He was 'totally in agreement' with the group's aims.
'When I say I have joined Extinction Rebellion, most people laugh as if that is something silly to have done. But I don't mind being identified with something that is saying, 'hey, wake up'.
'Could it be a conflict? I guess so. I'm not conflicted at the moment. Nothing has happened. I'm certainly not going to tell stories out of school. I'm far too old for that.'
Christchurch group's Facebook page says 'You don't have to be Che Guevara to join the rebellion, just a passion for creating an optimistic future'.
Lowndes asked Extinction Rebellion members to his house to discuss their aims.
'In December they had the demonstration at ECan and I thought, 'I want to speak to these people'.
'I've been aware of what is going on climatically, in a global sense, the science behind it all has been unequivocal, essentially for the last 15 years.
'I have as much panic in me about this as these young people.

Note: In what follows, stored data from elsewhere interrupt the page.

PR #623, opened 2026-09-10
fix(template): [HIMMEL-2918] luna-upgrade snapshot loading and digest capture fail closed — an unreadable snapshot withholds, an empty digest refuses the stamp

yotamleo:
## Summary

Round-3 deferred pair from HIMMEL-2903 (#620, three consecutive CR rounds on one code path = stop and defer). Both are narrow — each needs a tool/filesystem failure mid-run — and neither regresses pre-2903 behaviour; they are gaps in how completely that ticket's fail-closed posture was applied.

**(1) Snapshot LOADING degraded silently.** The `SNAPSHOT_MAP` python heredoc exited 0 with an *empty* map on three distinct conditions it couldn't tell apart: a JSON/read error, a non-dict top level, and a `files` value present but not a dict. Only "no `files` key at all" (a legacy stamp) is the legitimate empty case. The other three silently reverted the vault to the poisonable git fallback — exactly what HIMMEL-2903 exists to replace.

**(2) `record_snapshot` accepted an empty digest.** `s="$(sha_of "$dst")"` was checked only against the literal `MISSING`. If `sha256sum` itself failed, `cut` still exits 0 on no input, so the row `<rel><TAB>` was appended *successfully* (`SNAPSHOT_FAILURES` stayed 0) and the stamp writer's `if tab and rel and sha` silently dropped it — an incomplete map under a clean rc.

## What changed

- The snapshot loader now uses the python heredoc's own exit code: `0` with no `files` key = legacy stamp, fall back to git as before; any other failure mode (JSON error, non-dict top level, non-dict `files`, including an explicit `"files": null"`) sets `BASELINE_ERROR="snapshot unreadable"` and withholds every file, reusing the exact same withhold message shape a failing `git log` already produces (**no new format invented** — `--check`/`--dry-run` output is unchanged in shape).
- `BASELINE_ERROR` / `BASELINE_ERROR_REASON` init moved above the snapshot-load block so a snapshot failure there isn't clobbered back to 0 by the later git-baseline block's own init.
- `record_snapshot` now validates the digest is non-empty and a 64-char lowercase hex string before appending; an invalid one increments `SNAPSHOT_FAILURES` (same treatment as a write failure), so the existing partial-upgrade guard refuses the stamp.

## RED → GREEN

- **T37**: a stamp whose `files` is a string (present, unusable) + a locally-edited file whose git baseline is poisoned (same setup as T30 — the edit and the stamp advance land in one commit). Pre-fix: the file is silently overwritten, rc 0. Post-fix: withheld with `could not determine the upgrade baseline (snapshot unreadable) — withholding .gitleaks.toml as a precaution`, rc non-zero.
- **T37b**: a stamp with no `files` key at all still falls back to git exactly as before — pins that the legacy path wasn't broken by the fix.
- **T38**: a PATH-stub `sha256sum` that fails only the file's *record_snapshot* call. A blanket per-file stub also breaks the earlier local-edit comparison and produces a false LOCAL-EDIT withhold (fails for the wrong reason) — isolated by invocation count instead (the target file's digest is computed 5 times in a normal run: the plan-pass diff check + local-edit compare, the same two again in the execute pass, then `record_snapshot`'s own capture last; only the 5th is failed). Pre-fix: run exits 0, the stamp's `files` map drops from 8 keys to 7. Post-fix: `SNAPSHOT_FAILURES` ≥ 1, the guard refuses the stamp, the pre-existing 8-key map is left byte-identical.

`templates/luna-second-brain/scripts/test-upgrade.sh`: **140 pass** (was 127), "All upgrade tests passed."

Impacted suites, all green: `test-upgrade-pyresolve.sh`, `test-salus-upgrade.sh`, `scripts/hooks/test-template-version.sh`, `scripts/test-luna-upgrade-all.sh`, `scripts/himmelctl/test/test-wizard-status-upgrade.sh`.

`shellcheck -x` clean on `upgrade.sh` and the suite.

**Not run**: `scripts/test-luna-upgrade-vm.sh` — needs a provisioned VM.

**`upgrade.ps1`** is untouched — a Git-Bash launcher that `exec`s `upgrade.sh`, not a logic twin; no pwsh run here.

Template bumped **0.4.25 → 0.4.27** (`.vault-template.json`, `marketplace.json`, `CHANGELOG.md`), folded into ONE unreleased CHANGELOG entry across the two commits per this repo's convention.

## CR round (codex, paid panel)

|---|---|---|
| 1 | `d.get("files")` conflates an absent `files` key with an explicit `"files": null` — both return `None`, so a malformed-but-present null value was misread as the legacy fallback case instead of failing closed | **fixed** (2nd commit) — key presence is now tested before reading the value |
| 2 | clean, 0/0/0 | — |

## Test plan

- [x] `bash scripts/quiet-run.sh <name> -- bash templates/luna-second-brain/scripts/test-upgrade.sh` — 140 pass
- [x] Impacted suite set (5) all green through quiet-run
- [x] `shellcheck -x` on `upgrade.sh` + `test-upgrade.sh`
- [x] RED verified against pre-fix code for T37/T37b/T38 before the fix landed
- [x] `/pr-check` clean (2 rounds, 1 finding fixed and promoted)

https://claude.ai/code/session_01AbWnMiSeWaJa6hE9wtU4yJ

### DIFF
--- a/templates/luna-second-brain/.vault-template.json
+++ b/templates/luna-second-brain/.vault-template.json
@@ -1,5 +1,5 @@
 {
   "template": "luna-second-brain",
-  "version": "0.4.25",
+  "version": "0.4.26",
   "upgraded_at": "2026-07-13T00:00:00Z"
 }
--- a/templates/luna-second-brain/.vault-template.json
+++ b/templates/luna-second-brain/.vault-template.json
@@ -1,5 +1,5 @@
 {
   "template": "luna-second-brain",
-  "version": "0.4.26",
+  "version": "0.4.27",
   "upgraded_at": "2026-07-13T00:00:00Z"
 }
--- a/templates/luna-second-brain/CHANGELOG.md
+++ b/templates/luna-second-brain/CHANGELOG.md
@@ -8,7 +8,7 @@ Version history for the luna-second-brain vault template (published as
 
 The format is based on [Keep a Changelog](https://keepachangelog.com/).
 
-## [0.4.26] — 2026-09-10
+## [0.4.27] — 2026-09-10
 
 ### Fixed
 - **The HIMMEL-2903 snapshot now fails closed on load, and on a failed digest
@@ -23,7 +23,9 @@ The format is based on [Keep a Changelog](https://keepachangelog.com/).
   successfully and then dropped without warning by the stamp writer,
   producing an incomplete map under a clean exit code. It now validates the
   digest and counts the failure, so the partial-upgrade guard refuses the
-  stamp.
+  stamp. The loader also tests `files` key *presence* before reading its
+  value, so an explicit `"files": null` is rejected as unusable rather than
+  conflated with the legitimate "no `files` key at all" legacy case.
 
 ## [0.4.25] — 2026-09-10
 
--- a/templates/luna-second-brain/CHANGELOG.md
+++ b/templates/luna-second-brain/CHANGELOG.md
@@ -8,6 +8,23 @@ Version history for the luna-second-brain vault template (published as
 
 The format is based on [Keep a Changelog](https://keepachangelog.com/).
 
+## [0.4.26] — 2026-09-10
+
+### Fixed
+- **The HIMMEL-2903 snapshot now fails closed on load, and on a failed digest
+  capture, too (HIMMEL-2918).** Two gaps left from that ticket's round-3 CR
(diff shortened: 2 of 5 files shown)


yotamleo:
@coderabbitai review

yotamleo:
@coderabbitai review

PR #39, opened 2019-04-29
Write container version into container environment variables using co…

andrewpearce-digital:
…ntainer definition

And make behave test work for localhost to.


andrewpearce-digital:
image
image

PR #42, opened 2019-05-01
ADR Updates

nsmithuk:


docs/architecture/decisions/0008-session-storage-using-an-encrypted-cookie.md
```diff
@@ -0,0 +1,31 @@
...
+To use a cookie who's payload is encrypted with AES GCM. This provides secrecy and authentication.
+
+Not to use JWT, because:
+* To ensure message secrecy, additional libraries are needed.
+* The resulting cookie value is significantly larger.
+* Concerns over the general suitability around using JWT for client side sessions.
+
+## Consequences
+
+* Cookie size will be smaller.
```
mattmachell: Will this still be true with the KMS option?

nsmithuk: Yes, in comparison to JWT with the same key manager.
i.e. Assuming using KMS is a given, the cookie would be smaller with Authenticated Encryption than it would be if we were to use JWT.

PR #44, opened 2019-05-02
UML-95 Moved to KMS for Sessions

nsmithuk:
- [x] Added KMS for local development
- [x] Added KMS based key manager
- [x] Added unit testz
- [x] Added Terraform to create new KMS CMK
- [x] Behave tests still pass

This also beings back the concept of Config objects which are autowired in.

I've removed the Secrets Manager stuff. Rather than strip out all of localstack, only to bring it back when we need DynamoDB, I've left it in and repurposed it ready.


service-front/app/src/Viewer/src/Service/Session/EncryptedCookie.php
```diff
@@ -5,7 +5,7 @@
 namespace Viewer\Service\Session;
 
 use Viewer\Service\Session\KeyManager\KeyNotFoundException;
-use Viewer\Service\Session\KeyManager\Manager;
+use Viewer\Service\Session\KeyManager\KeyManagerInterface;
```
mattmachell: Noticed this (not just this line, much of the work) is all in the Viewer namespace, but it's probably generic enough to be used by both sides of the app. Worth considering how much (if any) reuse it will get.

nsmithuk: @mattmachell Much of this will be put into the `Common` namespace once we start the `Actor` namespace.

service-front/app/test/ViewerTest/Service/Session/KeyManager/KmsManagerTest.php
```diff
@@ -0,0 +1,287 @@
...
+use Viewer\Service\Session\KeyManager\KeyCache;
+use Viewer\Service\Session\KeyManager\Config;
+use Viewer\Service\Session\KeyManager\KmsManager;
+use Viewer\Service\Session\KeyManager\KeyNotFoundException;
+
+class KmsManagerTest extends TestCase
+{
+    const TEST_KMS_CMK_ALIAS = 'test-alias-name';
+
+    private $cacheProphercy;
```
mattmachell: Should this/these be Prophecy? i.e. the Prophecy mock library?

service-front/app/src/Viewer/src/Service/Session/EncryptedCookie.php
```diff
@@ -89,17 +87,15 @@ protected function decode(string $data) : array
...
 
-            $key = $this->keyManager->getKeyId($keyId);
+            $key = $this->keyManager->getDecryptionKey($keyId);
 
             $ciphertext = Base64UrlSafe::decode($payload);
 
             $plaintext = $this->getBlockCipher()
-                ->setKey($key->getKeyMaterial())
-                ->decrypt($ciphertext);
+                            ->setKey($key->getKeyMaterial())
```
cooperaj: Picky me is not a fan of this indentation. It's neither the default (what it was) or aligned at a tab interval or aligned with the arrow of the line above.

cooperaj:
I have a query about the config objects. 

Why are they objects?

Generally an advantage of being able to inject configuration at construction is that it reduces boilerplate code, yet we're adding some in?

service-front/app/src/Viewer/src/Service/Session/EncryptedCookie.php
nsmithuk: This is weird; it doesn't show like this at all in my IDE. I'll give it a poke.

service-front/app/src/Viewer/src/Service/Aws/KmsFactory.php
```diff
@@ -0,0 +1,20 @@
...
+/**
+ * Builds a configured instance of the AWS KMS Client
+ *
+ * Class KmsFactory
+ * @package App\Service\Aws
+ */
+class KmsFactory
+{
+    public function __invoke(ContainerInterface $container)
+    {
```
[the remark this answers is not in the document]
cooperaj: I quite like this idea.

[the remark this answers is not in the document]
nsmithuk: The reasoning behind this is that I want to share the same instance of `Sdk` between all AWS end AWS client. It ensures that we only need to acquire AWS permissions once.

This may not be an issue / other ways around it; but I've just gone with the safe option initially.

PR #45, opened 2019-05-02
Uml 72 zend forms as an alternative

cooperaj:
See what Zend forms could look like.


service-front/app/config/config.php
```diff
@@ -14,6 +14,13 @@
 
 $aggregator = new ConfigAggregator([
     \Zend\Expressive\Session\ConfigProvider::class,
+    \Zend\Expressive\Csrf\ConfigProvider::class,
+
+    \Zend\Form\ConfigProvider::class,
```
nsmithuk: Are we making use of these 5 config imports?

cooperaj: Yes. They're the ones brought in by the CSRF component and the forms themselves.

cooperaj:
> I appreciate that this code stems from a spike rather than a story, so if you'd rather do them as part of a different PR, please can you create a task ticket for them for this or next sprint.

Will get them done now. Shouldn't take too long.

service-front/app/config/config.php
nsmithuk: I can't see where these are used:
(Expressive's install tool can be a bit overzealous when bring things in)
```
    \Zend\Form\ConfigProvider::class,
    \Zend\InputFilter\ConfigProvider::class,
    \Zend\Filter\ConfigProvider::class,
    \Zend\Validator\ConfigProvider::class,
    \Zend\Hydrator\ConfigProvider::class,
```
If I delete these lines locally, everything _seems_ to keep working fine.

nsmithuk: I think it's because we're not putting Form components in via the Container.

cooperaj: Ah. My assumption was that there were interdependencies but you're right that they don't rely on a DI container so I'll get rid.

I guess the question is then why aren't we using the container as they've intended?

nsmithuk: I'm not against it, but I haven't seen any good examples of where forms have used DI with Expressive. i.e. I'm not sure what benefit it would give, whilst I can see the extra layer of complexity it would add.

PR #46, opened 2019-05-03
UML-95: Part 2: Cookie Persistence 

nsmithuk:
A big chunk of the 'complex' stuff in this PR comes from
https://github.com/zendframework/zend-expressive-session-cache

- [x] Refactored concrete Session Persistence class
- [x] Added unit tests
- [x] Added Session Timeout page, and  Middleware to catch it
- [x] Finish wiring up Config object

As part of this I've merged the `CookiePersistence` into `EncryptedCookiePersistence`, as opposed to extending it. This is because on its own `CookiePersistence` would appear to function, but the resulting session would be insecure (un-authenticated). I could have made `CookiePersistence` abstract, but there seems no benefits to doing so.


service-front/app/config/autoload/envs.global.php
```diff
@@ -14,9 +14,67 @@
...
+        // Leave this null to use browser default (current hostname).
+        'cookie_domain' => null,
+
+        // The path prefix of the cookie domain to which it applies.
+        'cookie_path' => '/',
+
+        // Indicates that the cookie should only be transmitted over a
+        // secure HTTPS connection from the client. When set to TRUE, the
+        // cookie will only be set if a secure connection exists.
+        'cookie_secure' => false,
```
mattmachell: Not sure I like false as a default here.

nsmithuk: That's fair. The issue is that we don't have TLS setup for local dev yet, so setting that to `true` breaks everything.

I've created a ticket for next sprint to resolve this. I've included changing this to `true` as part of that, and adding a Behave to ensure the value is always `true`.
https://opgtransform.atlassian.net/browse/UML-125

mattmachell: Ah, if that's all in near future pipeline, then good.

PR #47, opened 2019-05-07
Create Codes dynamodb table

andrewpearce-digital:


terraform_environment/dynamodb.tf
```diff
@@ -0,0 +1,20 @@
+resource "aws_dynamodb_table" "viewer-codes-table" {
```
nsmithuk:
```suggestion
resource "aws_dynamodb_table" "viewer_codes_table" {
```

nsmithuk: We use underscored everywhere else.

PR #65, opened 2019-05-20
Uml 122 service dynamo layers in application

taylorsj1980:


service-api/app/src/App/src/Service/Lpa/LpaService.php
```diff
@@ -0,0 +1,190 @@
...
+        $this->dynamoDbClient = $dynamoDbClient;
+    }
+
+    /**
+     * Get an LPA using the ID value
+     *
+     * @param int $lpaId
+     * @return array
+     */
+    public function getById(int $lpaId) : array
```
nsmithuk: Please can we make `$lpaId` a string. Although it's likely it'll always be an int, it's not an assumption we need to make.

service-api/app/src/App/src/Service/Lpa/LpaService.php
```diff
@@ -0,0 +1,190 @@
...
+        throw new NotFoundException('LPA not found');
+    }
+
+    /**
+     * Get an LPA using the share code
+     *
+     * @param int $shareCode
+     * @return array
+     */
+    public function getByCode(int $shareCode) : array
```
nsmithuk: Please can you make `$shareCode` a string. i.e. the code is alphanumeric.

service-api/app/src/App/src/Service/Lpa/LpaService.php
taylorsj1980: Changed

service-api/app/src/App/src/Service/Lpa/LpaService.php
taylorsj1980: Changed

PR #66, opened 2019-05-20
Uml 118 add data model for lpa

cooperaj:
Implement data entities for the Lpa service. 

Provide a factory class to aid with building the entities from Sirius sourced JSON (as per the Swagger docs)


service-front/app/src/Viewer/src/Service/Lpa/LpaFactory.php
```diff
@@ -0,0 +1,124 @@
...
+
+use Viewer\Entity\Lpa;
+use Viewer\Entity\CaseActor;
+use Viewer\Entity\Address;
+use \DateTime;
+use Zend\Stdlib\Exception\InvalidArgumentException;
+
+use function filter_var;
+
+final class LpaFactory
```
nsmithuk: Why make it final?

cooperaj: I don't foresee any reason we'll ever need to subclass it. I've always considered that that being the case you should mark things as final.

Heres a good read https://ocramius.github.io/blog/when-to-declare-classes-final/

cooperaj: As per that article I've clarified the choice by creating an interface for the factory.

nsmithuk: Cool. Approved.

PR #68, opened 2019-05-21
Uml 79 all behave tests to date

taylorsj1980:


features/steps/viewer.py
```diff
@@ -3,17 +3,74 @@
...
+
+@given('the share code input is populated with "{share_code}"')
+def step_impl(context, share_code):
+  share_code_input = context.browser.find_element_by_css_selector('form[name="share_code"] input[name="lpa_code"]')
+  share_code_input.clear()  # Be sure the input is empty
+  share_code_input.send_keys(share_code)
+
+
+# WHENS
+@when('I click the "{button_text}" button')
```
mattmachell: {button_text} labelling and yet the xpath is for a link element.

features/steps/viewer.py
```diff
@@ -3,17 +3,74 @@
...
+def step_impl(context, button_text):
+  button_element = context.browser.find_element_by_xpath('//a[contains(concat(" ", @class, " "), " govuk-button ")][contains(text(), "' + button_text + '")]')
```
mattmachell: Text as a hook isn't great and makes your tests brittle to translation changes.

features/steps/viewer.py
```diff
@@ -3,17 +3,74 @@
...
+  button_element.click()
 
-@then('The enter code page is displayed')
+@when('I click on the "{help_link}" help section')
+def step_impl(context, help_link):
+  help_summary = context.browser.find_element_by_xpath('//summary/span[contains(text(),"' + help_link + '")]')
```
mattmachell: {help_link} and yet no link in the xpath, just summary/span

features/steps/viewer.py
```diff
@@ -3,17 +3,74 @@
...
-  assert context.browser.find_element_by_xpath("//form[@name='share_code']")
\ No newline at end of file
+  share_code_form = context.browser.find_element_by_css_selector('form[name="share_code"]')
+  share_code_form.submit()
+
+
+# THENS
+@then('the "{page_title}" page is displayed')
+def step_impl(context, page_title):
+  page_title_element = context.browser.find_element_by_xpath('//h1[contains(text(),"' + page_title + '")]')
```
mattmachell: Some ambiguity in page_title then h1, rather than title element

features/steps/viewer.py
```diff
@@ -3,17 +3,74 @@
...
+  assert page_title_element.text == page_title
+
+@then('error message "{error_message}" is displayed at the top of the screen')
```
mattmachell: Is this actually testing "at top of page", seems to be just on the page.

features/steps/viewer.py
taylorsj1980: The buttons are actually links with the `govuk-button` class applied

features/steps/viewer.py
taylorsj1980: The help link is styled as a link on the page but is actually just text (in a span) in the summary element. There is no hyperlink element for the help sections.

features/steps/viewer.py
taylorsj1980: I will update the xpath query to look for links with the correct href.

features/steps/viewer.py
taylorsj1980: I will rename to `page_heading`

features/steps/viewer.py
taylorsj1980: It's not strictly speaking the top of the page. I have updated the test step to more accurately convey that the check is for the error summary section near the top of the screen.

features/steps/viewer.py
mattmachell: Yeah, sorry my point was about the semantics of the html and the expectation the when definition sets up. i.e. link elements are not button elements, just because they are styled that way. Style can change independently of semantics, so don't write the test tied to the purely presentational aspects unless that's explicitly what you are testing. It's a good habit for larger test bases with lots of people working on them.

I invited them home - two came - and we had a long chat, with my partner and my sister, the five of us, about these issues and that was that. I signed up.'
Lowndes agreed with the group's three demands - 'that the truth be told about climate change, that we become carbon neutral by 2025 and that a climate emergency is declared'.
The group's demonstrations against the Resource Management Act had really resonated with him, he said.
'It has been a particularly useless piece of legislation for addressing climate change.'
ECan had 'no means at all' of accelerating the drive to carbon neutrality.
Lowndes said he had been active in New Zealand's anti-nuclear movement in the 1980s, including briefly occupying the French Embassy over that nation's South Pacific testing policy.
'When I was a child in England, I was involved in the [Campaign for Nuclear Disarmament's] Aldermaston march. I was 12 years old.'
He was looking forward to the 'schools' strike' organised by Extinction Rebellion and scheduled for March 15.
'That will be a very good gauge as to how much the climate-change message is taking root in New Zealand. I feel so strongly about all this.